What part of One True God don’t you understand?
Rey Fox says
If we go by the numbers, shouldn’t God be speaking Mandarin?
Glenn Peters says
So, according to the Doctrine of Signatures, eggplant is good for curing us of god?
Cynthia says
An Episcopal priest once showed me how to create a “holy” tortilla. Just scratch the design on the (flour) tortilla and heat up on a griddle. The design will burn into the tortilla. Add fajita meat and sauteed vegetables, salsa, guacamole, sour cream and pico de gallo. The taste is Divine!
owlbear1 says
Not sure what it spells but it certainly stinks of desperation. Or Snake-oil…
Arnosium Upinarum says
It obviously says “DoG”, but then I am mildly dyslexic.
Otherwise it appears that the eggplant prefers goofy-looking font. But I would not be surprised in the least if the markings were ‘assisted’ by human agency to make them a tad more ‘legible’. All for the Greater Glory and all that, of course, since He obviously needs all the help He can get.
truth machine #15: Good hypothesis. I will also accept this as hard evidence.
Zeno says
Damn! All I can say is that Robert really knows how the game is played. With critical discernment skills like his, he could get a job as master of divine objects in the Vatican’s central reliquary depository.
We should kneel before him.
Brownian says
Sorry Zeno, but Robert is mostly wrong. He is correct in discerning that the character on the right depicts a carpenter, but it’s Richard, not Joseph, making the character on the left Karen and the figure in the middle her drums. (Adult Contemporary iconography can be distinguished from that of the early Disco period by the former’s tendency to not represent keyboards on sacred medallions as they were widely believed to be made from the “Devil’s Teeth”. Theologians continue to debate whether Cyndi Lauper’s synthesizer work on She’s So Unusual confirms or invalidates this belief.)
Chris says
You’d think God could at least forestall the oxidation of His Word with a squirt of lemon juice ;)
jebus says
I think it reads HOAX
DrBadger says
Here’s another one. Though this one definately says Goo.
Brian says
Am I the only one that can see that the rightmost character is actually a lowercase f? Sure, the crossbar isn’t level, but compare it to the crossbar on the capital G and you’ll see that I’m right. “Gof” means nothing to me, though, so I think that the eggplant actually says “Gif”.

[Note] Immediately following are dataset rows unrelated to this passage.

PR #101, opened 2019-06-26
StarshipEngine

zzzeid:

- New class called StarshipEngine
- Compiles and validates quantum programs
- Pass on jobs to communication backend (APIClient)
- Receives job results from communication backend and returns them

**Benefits:**

**Possible Drawbacks:**

**Related GitHub Issues:**


strawberryfields/engine.py
```diff
@@ -340,4 +346,127 @@ def run(self, program, *, shots=1, compile_options={}, modes=None, state_options
...
+            program (strawberryfields.program.Program): A program instance to be executed remotely.
+
+        Returns:
+            (list): A list representing the result samples
+
+        Raises:
+            Exception: In case a job could not be submitted or completed.
+            TypeError: In case a job is already queued and a user is trying to submit a new job.
+        """
+        blackbird_code = program.get_blackbird_syntax()
```
josh146: Note: rather than modifying `program.py` and `ops.py` to print out the Blackbird command, it would be better to use the `strawberryfields.io` module:

```python
from strawberryfields.io import to_blackbird
blackbird_code = to_blackbird(program).serialize()
```

Mainly because it avoids code duplication, is already well tested, and takes into account lots of edge cases (such as array parameters, measurements, register transforms, etc.)

Aside: should we make a `Program.to_blackbird` method that calls the above function?

zzzeid: @josh146 Thanks! Did not look hard enough for this `to_blackbird` method, I will switch this.

zzzeid: @josh146 updated.

strawberryfields/engine.py
```diff
@@ -74,11 +74,16 @@
...
 
 import abc
+import uuid
 from collections.abc import Sequence
 from numpy import stack, shape
+from time import sleep
 
 from .backends import load_backend
-from .backends.base import (NotApplicableError, BaseBackend)
+from .backends.base import NotApplicableError, BaseBackend
```
josh146: How come `BaseBackend` and `NotApplicableError` are being imported here? With the backends, we are currently trying to keep it as separate from the frontend as possible, with the aim of spinning them out into separate Python packages in the future (hence the use of the `load_backend` helper function).

strawberryfields/engine.py
```diff
@@ -209,7 +218,7 @@ def _run(self, program, *, shots=1, compile_options={}, **kwargs):
             Result: results of the computation
         """
 
-        def _broadcast_nones(val, shots):
+        def _normalize_sample(val):
```
josh146: I prefer `_broadcast_nones` in this context, as it is (a) slightly more explicit (the `None`'s are being broadcast a la NumPy terminology), and (b) 'normalize samples' has slightly different connotations in quantum physics.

Beware of geeks bearing gifs.
Brownian says
If those aren’t words to live by, I don’t know what are.
Rugosa says
*patron saint of mulch?
add my voice to the chorus – that’s t-shirt/bumper sticker worthy.
Monado says
Thalarctos! Comment 60 –
ROTFLMAO!
Dan says
Come on, folks. You’re all looking for textual explanations, which is just confirmation bias.
Clearly, this eggplant depicts the early 1986 lineup of Metallica. That’s Cliff Burton on the left, James Hetfield in the middle, Kirk Hammett on the right, and the little smudge at the top is Lars Ulrich at the back of the stage.
Drhoz! says
actually, the Fortean Times featured holy eggplants on a regular basis in the late 90’s. Every month, another holy vegetable. Oddly enough, they were all in Arabic.
Anthony says
Clearly, it says “GOL”, which means it’s a spanish-speaking soccer (football) fan.